Data:
- Opening Delimiter -
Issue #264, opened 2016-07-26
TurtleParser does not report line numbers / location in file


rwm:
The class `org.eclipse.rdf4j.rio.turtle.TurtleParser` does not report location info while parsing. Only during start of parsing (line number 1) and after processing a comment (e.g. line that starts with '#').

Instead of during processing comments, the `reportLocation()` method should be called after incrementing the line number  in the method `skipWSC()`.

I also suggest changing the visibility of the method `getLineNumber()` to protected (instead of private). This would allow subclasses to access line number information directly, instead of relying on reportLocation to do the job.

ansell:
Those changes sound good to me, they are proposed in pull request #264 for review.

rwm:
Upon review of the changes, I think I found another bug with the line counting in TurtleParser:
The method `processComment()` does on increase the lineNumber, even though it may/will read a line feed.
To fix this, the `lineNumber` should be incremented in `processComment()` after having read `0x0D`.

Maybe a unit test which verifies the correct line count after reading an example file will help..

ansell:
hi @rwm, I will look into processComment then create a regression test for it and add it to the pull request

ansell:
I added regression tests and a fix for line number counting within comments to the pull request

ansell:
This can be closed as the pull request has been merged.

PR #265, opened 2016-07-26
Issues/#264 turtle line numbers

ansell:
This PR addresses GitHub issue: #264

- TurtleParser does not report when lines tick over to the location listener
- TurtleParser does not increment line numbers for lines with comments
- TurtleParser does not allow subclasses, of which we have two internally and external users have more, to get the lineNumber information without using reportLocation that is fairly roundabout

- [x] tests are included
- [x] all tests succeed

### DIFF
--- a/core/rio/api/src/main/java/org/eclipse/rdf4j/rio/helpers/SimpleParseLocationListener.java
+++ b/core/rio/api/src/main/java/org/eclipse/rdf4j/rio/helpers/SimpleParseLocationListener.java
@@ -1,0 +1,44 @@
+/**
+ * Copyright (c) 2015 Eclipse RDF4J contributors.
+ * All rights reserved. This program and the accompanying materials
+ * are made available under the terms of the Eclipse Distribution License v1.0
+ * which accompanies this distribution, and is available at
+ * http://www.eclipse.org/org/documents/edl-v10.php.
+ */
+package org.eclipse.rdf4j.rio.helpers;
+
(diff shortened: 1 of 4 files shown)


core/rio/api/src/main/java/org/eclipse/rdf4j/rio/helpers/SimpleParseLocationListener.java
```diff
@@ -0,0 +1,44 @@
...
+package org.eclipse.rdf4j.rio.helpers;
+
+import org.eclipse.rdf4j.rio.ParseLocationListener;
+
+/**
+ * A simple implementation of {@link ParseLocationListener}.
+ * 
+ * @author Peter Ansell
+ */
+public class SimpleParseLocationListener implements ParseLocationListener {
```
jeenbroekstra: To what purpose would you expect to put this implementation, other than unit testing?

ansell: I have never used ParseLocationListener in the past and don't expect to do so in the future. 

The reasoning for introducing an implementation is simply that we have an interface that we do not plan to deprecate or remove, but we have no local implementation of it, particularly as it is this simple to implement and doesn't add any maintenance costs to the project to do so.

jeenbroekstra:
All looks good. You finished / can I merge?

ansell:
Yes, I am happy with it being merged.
- Closing Delimiter -
- Opening Delimiter -
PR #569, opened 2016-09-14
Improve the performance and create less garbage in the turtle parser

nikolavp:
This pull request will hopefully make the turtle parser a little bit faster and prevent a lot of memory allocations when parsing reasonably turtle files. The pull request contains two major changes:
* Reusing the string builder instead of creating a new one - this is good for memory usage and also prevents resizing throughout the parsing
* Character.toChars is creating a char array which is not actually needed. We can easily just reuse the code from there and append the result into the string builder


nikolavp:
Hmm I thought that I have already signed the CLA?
- Closing Delimiter -
Exercise:
Where does the string "after" appear in the records? Copy every line that holds it.

Written answer:
The class `org.eclipse.rdf4j.rio.turtle.TurtleParser` does not report location info while parsing. Only during start of parsing (line number 1) and after processing a comment (e.g. line that starts with '#').
Instead of during processing comments, the `reportLocation()` method should be called after incrementing the line number  in the method `skipWSC()`.
To fix this, the `lineNumber` should be incremented in `processComment()` after having read `0x0D`.
Maybe a unit test which verifies the correct line count after reading an example file will help..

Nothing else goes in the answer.